Your goal:
Go line by line through the entries and show those that hold the string "instances".

Task input:

PR #75, opened 2026-06-17
ID-149 Add must support attestation for v2.2.1 client request groups

FlexonyoPizza:
# Summary
## New Files
- **must_support_with_attestation_option.rb**
New iteration of the old must_support_attestation_test.rb test class that now lives solely in the v2.2.1 client suite folder. It takes a list of profiles and checks whether the client's requests included all the "must support" data elements for those profiles. Any element it didn't see, it writes out as an info note instead of appearing as a list of all the unobserved elements on the attestation message. If everything was seen, the test passes. If something was missing, it pauses and asks the tester to attest: "the client doesn't collect this data (and isn't required to)" - saying yes passes the test, saying no fails it. One class is reused for all the attestation tests; what differs between them is just the configured list of profiles.

- **must_support_with_attestation_option_spec.rb** that contains 5 new spec tests:
1. When every must support element is observed therefore the test passes immediately w/o attestation
2. When must support elements are not observed, it logs each unobserved element as an info message and waits for an attestation
3. When must support elements are not observed, passes when the tester attests true
4. When must support elements are not observed, fails when tester attests false
5. when require_one_of is true and none of the listed profiles are present

## Changed Files
- **must_support_data_gathering.rb (shared helper module)**
Migrated the x12 false positive correction logic from **must_support_test.rb** to here. The reason is because both the existing must-support test and the new attestation test need this exact correction, however neither is a subclass of the other, the one place they both share is this module, so the logic lives here and both call it. 

- **must_support_test.rb** 
Where the x12 correction logic that used to be written here was removed, and replaced it with a single call to the shared version above.

- **client_must_support_group_generator.rb  (writes the group files)**
Added a handful of small helper methods: a switch that turns the new behavior on only for v2.2.1, a check for which profiles must stay mandatory (Claim / ClaimResponse), a way to mark the other per-profile response tests as optional, and helpers that format a profile list into the configuration the new test expects.

- **client_must_support_group.rb.erb**
Split into two paths. For v2.2.1 it now writes the collapsed structure: one attestation test for "at least one request profile," the mandatory Claim test on its own, and one attestation test for "everything else." For v2.0.1 it writes the original layout

- **client_must_support_response_group.rb.erb**
A small addition that now marks each response test as optional for v2.2.1 (except ClaimResponse, which stays required)  to keep the response groups' optional structure intact when the files are regenerated, instead of losing it.

- **pas_client_submit_must_support_group.rb (10.3 tests)** --> now contains 3 tests:
**10.3.01:** the four request service profiles (DeviceRequest / MedicationRequest / NutritionOrder / ServiceRequest), bundled one attestation test with require_one_of: true (at least one must be present)
**10.3.02:** Claim Update --> mandatory
**10.3.03:** all the other supporting profiles (Coverage, Insurer, Requestor, Beneficiary, Subscriber, Practitioner, PractitionerRole, Bundle), bundled into one attestation test

- **pas_client_inquiry_must_support_group.rb (10.6 tests)** --> 2 tests:
**10.6.01:** Claim Inquiry mandatory
**10.6.02:** all the other supporting profiles, bundled into one attestation test

# Testing
- bundle exec rspec
- bundle exec rake pas:generate  - regenerates all the must-support group and per-profile files, run it to make sure the contents of your generated files stay preserved
- If you would like to see the attestation branch in action, you can manually remove must support elements in **must_support_with_attestation_option.rb** in the gather_unobserved_elements method like this:
### TEMP (testing only) - force elements to look unobserved; remove before commit
        (grouped_resources['Coverage'] || []).each do |coverage|
          coverage.period = nil
          coverage.subscriberId = nil
          coverage.type = nil
        end
        (grouped_resources['Practitioner'] || []).each do |practitioner|
          practitioner.telecom = nil
          practitioner.address = nil
        end
        (grouped_resources['Patient'] || []).each do |patient|
          patient.birthDate = nil
          patient.address = nil
        end
image


lib/davinci_pas_test_kit/client/generated/v2.2.1/pas_client_inquire_must_support_group.rb
```diff
@@ -33,31 +34,34 @@ class PASClientInquireMustSupportGroup < Inferno::TestGroup
         
       )
       run_as_group
-
-      test from: :pas_client_v221_inquire_request_must_support_pas_inquiry_request_bundle do
-        optional
-      end
+      
+      # Mandatory - the PAS Claim Inquiry profile must always be demonstrated.
```
ljtucker, line 30: This looks like a direct change to a generated file. For this to work, we need to update the generator file instead of the generated ones.

lib/davinci_pas_test_kit/client/generated/v2.2.1/pas_client_inquire_must_support_group.rb
```diff
@@ -33,31 +34,34 @@ class PASClientInquireMustSupportGroup < Inferno::TestGroup
         
       )
       run_as_group
-
-      test from: :pas_client_v221_inquire_request_must_support_pas_inquiry_request_bundle do
```
ljtucker: Looking at the request/sugestion in the ticket, we should still have the request bundle be its own test. One test for bundle, one test for claim, and one test for the rest. Then we would only need the attestation for "the rest"

lib/davinci_pas_test_kit/cross_suite/must_support/must_support_attestation_test.rb
```diff
@@ -0,0 +1,154 @@
...
+        missing = remove_x12_coverage_false_positives(missing, resources) if profile[:resource_type] == 'Coverage'
+
+        result[profile[:title] || profile[:resource_type]] = missing if missing.present?
+      end
+    end
+
+    # Coverage.relationship.coding:X12Code has an empty required binding discriminator values list,
+    # so Inferno cannot reliably detect it automatically. Approximate by checking for an x12.org
+    # system on Coverage.relationship.coding.
+    def remove_x12_coverage_false_positives(missing, resources)
```
ljtucker: Is this X12 handling code net new, or something spun up for this function? We do not want the behavior of the service changed in any way other than how we handle a failed check. The flow should be (for one single resource type):
1. The resource is checked exactly as it has been in current tests
2. If any elements inside the resource are missing, log warning messages that they are missing 
- This is a change from original behavior, as these had been getting logged as errors
3. At the end of the run, if at least one element was missing, show the attestation asking users to confrim whether or not they intended to leave those missing. Fail the test if not and pass it if yes  
- This is a brand new step

If you are grouping the tests together, then repeat steps 1 and 2 for all resource types in the group, keeping a list of elements missing for each, then have one attestation at the end. 

The attestation's list of missing elements should read like:
- Resource 1
  - Element 1
  - Element 2
  - Element 3
- Resource 2
  - Element 1

lib/davinci_pas_test_kit/cross_suite/must_support/must_support_attestation_test.rb
```diff
@@ -0,0 +1,154 @@
...
+        by the client:
+
+        #{element_list}
+
+        Attest that the client system does **not** collect the data for the unobserved elements
+        listed above (and is not required to under the PAS IG).
+
+        [Click here](#{attest_true_url}) if the above statement is **true**. The test will **pass**.
+
+        [Click here](#{attest_false_url}) if the above statement is **false**. The test will **fail**.
```
ljtucker: This is a brand new class/test and in turn needs its own spec tests to ensure it works correctly

ljtucker (changes requested):

lib/davinci_pas_test_kit/client/generated/v2.2.1/pas_client_inquire_must_support_group.rb
karlnaden: I think its ok to have Bundles under the rest. Bundle must support isn't all that interesting because all must support elements are required, so if they aren't demonstrated there will be other errors (e.g., see [PAS Request Bundle](https://hl7.org/fhir/us/davinci-pas/2.2.1/en/StructureDefinition-profile-pas-request-bundle.html)). The third list was request profiles, which is only present on submit.

lib/davinci_pas_test_kit/cross_suite/must_support/must_support_attestation_test.rb
```diff
@@ -0,0 +1,154 @@
...
+      if require_one_of
+        assert resources_of_interest.present?,
+               "#{type.titleize} Bundle(s) must include at least one instance of one of these " \
+               "resource types: #{target_resource_types.join(', ')}"
+      end
+
+      unobserved_by_profile = gather_unobserved_elements
+
+      unobserved_by_profile.each do |profile_title, missing|
+        add_message('info', %(
```
karlnaden: I think these will be easier to parse / use downstream if there's a single info message per element. Its a little speculative on my part, but here's how I think the messages should look:

"Unobserved must support element for profile <profile>: <element>"

I think I would not add any formatting like bolding. 

This means that:
- there is a list of unobserved elements in the test report
- an attestation of true indicates that all unobserved elements are not supported
- an attestation of false indicates that at least one unobserved element is supported. It doesn't tell you which, but I think that's fine. I envision this as eventual potential feedback on which must support elements are consistently not used (e.g., you could look across all Inferno PAS client 2.2.1 sessions over a given timeframe and generate a report)

lib/davinci_pas_test_kit/cross_suite/must_support/must_support_attestation_test.rb
karlnaden, line 1: When you have a shared bucket, there's always a tension around whether to preemptively put something there in case it might be used by the other suites. In this case, I don't think we have a planned or anticipated use case for using this kind of attestation option on server must support tests (that suite actually isn't going to be our responsibility anyway). So I think we should just put it in the client v2.2.1 tests and if and when this pattern gets used elsewhere, it can be factored out.

lib/davinci_pas_test_kit/client/v2.2.1/must_support/pas_client_must_support_attestation_test.rb
```diff
@@ -0,0 +1,13 @@
+require_relative '../../../cross_suite/must_support/must_support_attestation_test'
+require_relative '../urls'
+
+module DaVinciPASTestKit
+  module DaVinciPASV221
+    class PASClientMustSupportAttestationTest < DaVinciPASTestKit::MustSupportAttestationTest
+      include URLs
+
+      id :pas_client_v221_must_support_attestation
```
karlnaden: "must_support_attestation" sounds like it is a pure attestation per naming conventions elsewhere.  Let's instead use:
- ids: "must_support_with_attestation_option"
- class names: MustSupportWithAttestationOption
- titles: Keep them the same. Don't explicitly mention the attestation option.
- descriptions: can indicate here that testers will have the opportunity to attest that unobserved must support elements are not supported by their system.

lib/davinci_pas_test_kit/cross_suite/must_support/must_support_attestation_test.rb
karlnaden: I agree that the x12 stuff should leverage existing code rather than re-creating.

In terms of the rest of the comment, I think that is what the code is doing. @ljtucker is there a particular part of this that you think diverges from that description?

lib/davinci_pas_test_kit/client/generated/v2.2.1/pas_client_inquire_must_support_group.rb
```diff
@@ -33,31 +34,34 @@ class PASClientInquireMustSupportGroup < Inferno::TestGroup
...
-        optional
-      end
-      test from: :pas_client_v221_inquire_request_must_support_practitioner_role do
-        optional
+
+      # All other inquire request profiles - unobserved must support elements may be attested
+      # as not collected by the client system.
+      test from: :pas_client_v221_must_support_attestation do
+        id :pas_client_v221_inquire_request_other_must_support_attestation
+        title 'All other inquire request profile must support elements are observed (or attested)'
```
karlnaden:
```suggestion
        title 'All other inquire request profile must support elements are observed'
```

lib/davinci_pas_test_kit/client/generated/v2.2.1/pas_client_submit_must_support_group.rb
```diff
@@ -41,37 +42,55 @@ class PASClientSubmitMustSupportGroup < Inferno::TestGroup
...
-        optional
-      end
-      test from: :pas_client_v221_submit_request_must_support_pas_request_bundle do
-        optional
+      
+      # At least one of the PAS request profiles must be present; unobserved must support
+      # elements on the request profiles that are present may be attested as not collected.
+      test from: :pas_client_v221_must_support_attestation do
+        id :pas_client_v221_submit_request_profiles_must_support_attestation
+        title 'At least one request profile is observed with its must support elements (or attested)'
```
karlnaden:
```suggestion
        title 'At least one request profile is observed with its must support elements'
```

lib/davinci_pas_test_kit/client/generated/v2.2.1/pas_client_submit_must_support_group.rb
```diff
@@ -41,37 +42,55 @@ class PASClientSubmitMustSupportGroup < Inferno::TestGroup
...
-        optional
-      end
-      test from: :pas_client_v221_submit_request_must_support_practitioner_role do
-        optional
+
+      # All other submit request profiles - unobserved must support elements may be attested
+      # as not collected by the client system.
+      test from: :pas_client_v221_must_support_attestation do
+        id :pas_client_v221_submit_request_other_must_support_attestation
+        title 'All other submit request profile must support elements are observed (or attested)'
```
karlnaden:
```suggestion
        title 'All other submit request profile must support elements are observed'
```

lib/davinci_pas_test_kit/client/generated/v2.2.1/pas_client_inquire_must_support_group.rb
```diff
@@ -1,3 +1,4 @@
+require_relative '../../v2.2.1/must_support/pas_client_must_support_attestation_test'
 require_relative 'pas_inquiry_request_bundle/client_inquire_request_must_support_pas_inquiry_request_bundle_test'
```
karlnaden: This an other requires are no longer needed. In fact, many of these tests go away and may need to be deleted if they aren't used elsewhere.

lib/davinci_pas_test_kit/client/generated/v2.2.1/pas_client_submit_must_support_group.rb
```diff
@@ -1,4 +1,5 @@
 require_relative '../../v2.2.1/must_support/pas_client_must_support_request_profiles_test'
+require_relative '../../v2.2.1/must_support/pas_client_must_support_attestation_test'
 require_relative 'pas_request_bundle/client_submit_request_must_support_pas_request_bundle_test'
```
karlnaden: This an other requires are no longer needed. In fact, many of these tests go away and may need to be deleted if they aren't used elsewhere.

karlnaden (changes requested):
Broadly looks good, details need fine-tuning.

lib/davinci_pas_test_kit/client/v2.2.1/must_support/must_support_with_attestation_option.rb
```diff
@@ -0,0 +1,131 @@
...
+
+      id :pas_client_v221_must_support_with_attestation_option
+      title 'Must support elements are observed across requests'
+      description %(
+        This test reviews the must support elements observed across the listed profiles in the
+        requests made by the client. Each unobserved element is logged as an info message. If any
+        were not observed, the tester has the opportunity to attest that the client system does not
+        collect that data (and is not required to under the PAS implementation guide). When every
+        must support element was observed, the test passes without requiring any input.
+      )
```
karlnaden, line 26: This description has details that I think are best left out of the public-facing tests description:

```suggestion
      description %(
        This test reviews the must support elements observed across the listed profiles in the
        requests made by the client. If any
        were not observed, the tester has the opportunity to attest that the client system does not
        collect that data (and is not required to under the PAS implementation guide).
      )
```

Beyond that, I think it is helpful to have the profiles checked along with their must support elements listed, which would need to be done when adding the test. The previous version of these tests had that, and I don't think we want to regress if possible, though the descriptions. Looks like
- the description for the requests profiles are still in the (now unused and should be deleted) lib/davinci_pas_test_kit/client/v2.2.1/must_support/pas_client_must_support_request_profiles_test.rb
- descriptions for the "other" profiles are still in their generated must support tests, e.g. lib/davinci_pas_test_kit/client/generated/v2.2.1/pas_request_bundle/client_submit_request_must_support_pas_request_bundle_test.rb (also now unused an likely should be removed from the generator and the repo to avoid confusion).  Probably we copy / paste from those, but could also generate those lists somewhere and pull them into these tests, or maybe generate them at load time from the metadata. On the one hand, I don't want to expand the scope of this ticket, but I think its not a good idea to lose those element lists in the descriptions.

karlnaden (changes requested):

lib/davinci_pas_test_kit/client/v2.2.1/must_support/must_support_with_attestation_option.rb
karlnaden: Please also consider the rest of this comment around descriptions and additional code that is no longer used but is still present in the respository.

spec/davinci_pas_test_kit/client/v2.2.1/must_support_with_attestation_option_spec.rb
karlnaden, line 1: Spec cases to add:
1. require_one_of: false, no resources of the profile type submitted at all. This is the most important gap. It should fail or skip; currently it silently passes. A test would look like:
```
describe 'when require_one_of is false and no matching resources are in the session' do
  it 'does not silently pass' do
    # Bundle with no Coverage resource at all
    create_submit_request(FHIR::Bundle.new(type: 'collection').to_json)

    result = run(coverage_test)
    expect(result.result).not_to eq('pass')
  end
end
```

2. require_one_of: true with resources present but elements missing. The next if require_one_of && resources.blank? skip guard is completely untested. Need to verify that when DeviceRequest IS present with missing elements, it goes to attestation.

3. require_one_of: true with multiple profiles, only some present. The spec's require_one_of_test only lists one profile (DeviceRequest). The real submit group lists four. Testing that absent profiles are skipped while present ones are assessed is the core logic of that guard — and it's never exercised.

4. Multiple profiles in one test instance. Everything uses a single-profile configuration. The shared-resource-pool behavior (e.g., Insurer and Requestor both being resource_type: 'Organization') is untested.

5. No requests submitted at all (empty session). The current "hard fail" test sends a bundle with no DeviceRequest, but it does send a request. An empty session (load_tagged_requests returns nothing) is a distinct code path.

6. Attestation wait message content. The spec checks that a wait result has info messages, but never asserts on the wait message text itself — the markdown links, the profile name, the element names listed. A regression in attestation_message formatting would go undetected.

The most important to add is #1 (the bug) and #2 (the untested guard on the require_one_of path). The others add meaningful protection against regressions in code paths that currently have zero coverage.

lib/davinci_pas_test_kit/client/v2.2.1/must_support/must_support_with_attestation_option.rb
```diff
@@ -0,0 +1,137 @@
...
+
+        identifier = test_session_id
+        output attest_true_url: "#{resume_pass_url}?token=#{identifier}",
+               attest_false_url: "#{resume_fail_url}?token=#{identifier}"
+
+        wait(identifier:, message: attestation_message(unobserved_by_profile))
+      end
+
+      # @return unobserved must support elements keyed by profile title
+      def gather_unobserved_elements
```
karlnaden, line 110: This appears to not flag as problematic cases where no instances of a given resource are present. E.g., if I remove all PractitionerRole resources from the submit examples, the test passes without flagging PractitionerRole elements as missing.  Please fix that so that there is a failure. I think it would be ok to list the resource type as unobservered in the info messages and the attestation rather than listing all of the individual must support elements.

karlnaden (changes requested):

lib/davinci_pas_test_kit/generator/profile_metadata.rb
```diff
@@ -40,6 +40,33 @@ def delayed?
...
+          element_names << "#{element_paths} or #{extension_ids}"
+        end
+
+        (slice_names + element_names + extension_names)
+          .uniq
+          .sort
+          .map { |name| "#{' ' * indent}* #{name}" }
+          .join("\n")
+      end
+
```
FlexonyoPizza, line 69: This logic was originally in **must_support_test_generator.rb**, however I moved it here because its now needed by both the per-profile tests at generation time and the attestation test at load time. Same pattern with the x12 code before. MustSupportTestGenerator calls it with the method from here now.

lib/davinci_pas_test_kit/generator/templates/client_must_support_response_group.rb.erb
```diff
@@ -13,8 +13,14 @@ module DaVinciPASTestKit
...
-      test from: :<%= id %>
+      <%- profile_tests.each do |profile_test| -%>
+      <%- if profile_test[:optional] -%>
+      test from: :<%= profile_test[:id] %> do
+        optional
+      end
+      <%- else -%>
+      test from: :<%= profile_test[:id] %>
+      <%- end -%>
       <%- end -%>
```
FlexonyoPizza, line 24: This is the fix to one of the previous tasks where running **rake pas:generate** would strip the optional tags in the response groups

lib/davinci_pas_test_kit/client/v2.2.1/must_support/must_support_with_attestation_option.rb
karlnaden: Unused code gone and descriptions look better, but you still made a lot of changes to the name and description of the requests
- For the new 10.3.1, changes from the old PasClientMustSupportRequestProfilesTest should be minimal
    - The title should not change and should be “At least one instance of a request profile (PAS Medication Request, PAS Service Request, PAS Device Request, or PAS Nutrition Order) is observed with all of its must support elements
    - The description should stay largely the same, with only changes to indicate the new attestation option and why that is an option. I’d just tweak slightly the following paragraphs:
        - 2nd paragraph (after the profile list): “System are allowed to support only the request profiles that fit their use cases. However, they must support at least one of them (because `Claim.item.extension:requestedService` is a must support element) and for any request profiles they support, they must be able to populate all of the defined must support elements as long as that data is collected within and displayed by the system.”
        - 3rd paragraph: "This test ensures that the submitted request bundles include at least one instance of a profile listed above. Then for each profile observed, it checks for the presence of each must support element defined in that profile. For must support elements not observed on an included request profile, testers can attest that they are not supported by the client system."
- For the collapsed tests, now in 10.3.3 and 10.6.2, take a modified description from the originals:
    - "PAS client systems are required to be able to populate must support elements representing data collected and displayed to users on instances of all profiles included in requests. This test checks all identified instances of the profiles listed below within requests sent by the client to ensure that the must support elements are observed. For those not observed, testers can attest that they are not supported by the client system."

lib/davinci_pas_test_kit/client/v2.2.1/must_support/must_support_with_attestation_option.rb
karlnaden: Looks better. In the case where no requests were received, e.g., for $inquire, I think we should say that rather than indicating that no resources of a particular type were received. See lib/davinci_pas_test_kit/client/v2.2.1/workflows/pas_client_inquire_request_bundle_validation_test.rb line 54 for how this looks.  I think you should update lib/davinci_pas_test_kit/cross_suite/must_support/must_support_data_gathering.rb line 61 to be an assert with an error message like the previous one (depending on the operation) so that these are consistent. I think that will work, though you should double check.

karlnaden (changes requested):
A few additional tweaks to documentation and edge cases to maintain consistency.

lib/davinci_pas_test_kit/client/v2.2.1/must_support/must_support_with_attestation_option.rb
FlexonyoPizza: sounds good; I ended up not putting the assert in fetch_tagged_resources - Right now MustSupportTest evaluates skip_if resources_of_interest.blank? for the user-input-validation (response) tests. When I was doing some testing, when fetch_tagged_resources raised an assert there, those skips ended up failing. 

Also made some adjustments to the spec tests to reflect that assert message in both groups as well as restoring those PasClientMustSupportRequestProfilesTest title and descriptions
image
image

karlnaden: ok, you can test for the requests in the test class then. You can't use the LoadTaggedRequests because you'll duplicate the association, so you will have to use methods directly on Inferno::Repositories::Requests.

FlexonyoPizza: ok, my thinking then is to write a new method (must_support_requests) in **must_support_data_gathering.rb** that will be used to perform the original request association, but also use that same method in the attestation class which will read directly from Inferno::Repositories::Requests. 

So when fetch_tagged_resources runs as part of a MustSupportTest --> must_support_requests resolves to the mixin's default association 
When the same fetch_tagged_resources runs as part of the attestation test --> must_support_requests resolves to the override in the attestation class

FlexonyoPizza: - 10.3/10.6 (attestation tests) - they use the override (direct read, no duplicated association) so requests tab isnt clickable

- 10.4/10.7 (response must-support tests) - these are MustSupportTest instances using the default (load_tagged_requests) so the Requests tabs are clickable

image
image
image
image

karlnaden (approved):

Solution to the problem:
karlnaden, line 110: This appears to not flag as problematic cases where no instances of a given resource are present. E.g., if I remove all PractitionerRole resources from the submit examples, the test passes without flagging PractitionerRole elements as missing.  Please fix that so that there is a failure. I think it would be ok to list the resource type as unobservered in the info messages and the attestation rather than listing all of the individual must support elements.
    - "PAS client systems are required to be able to populate must support elements representing data collected and displayed to users on instances of all profiles included in requests. This test checks all identified instances of the profiles listed below within requests sent by the client to ensure that the must support elements are observed. For those not observed, testers can attest that they are not supported by the client system."
- 10.4/10.7 (response must-support tests) - these are MustSupportTest instances using the default (load_tagged_requests) so the Requests tabs are clickable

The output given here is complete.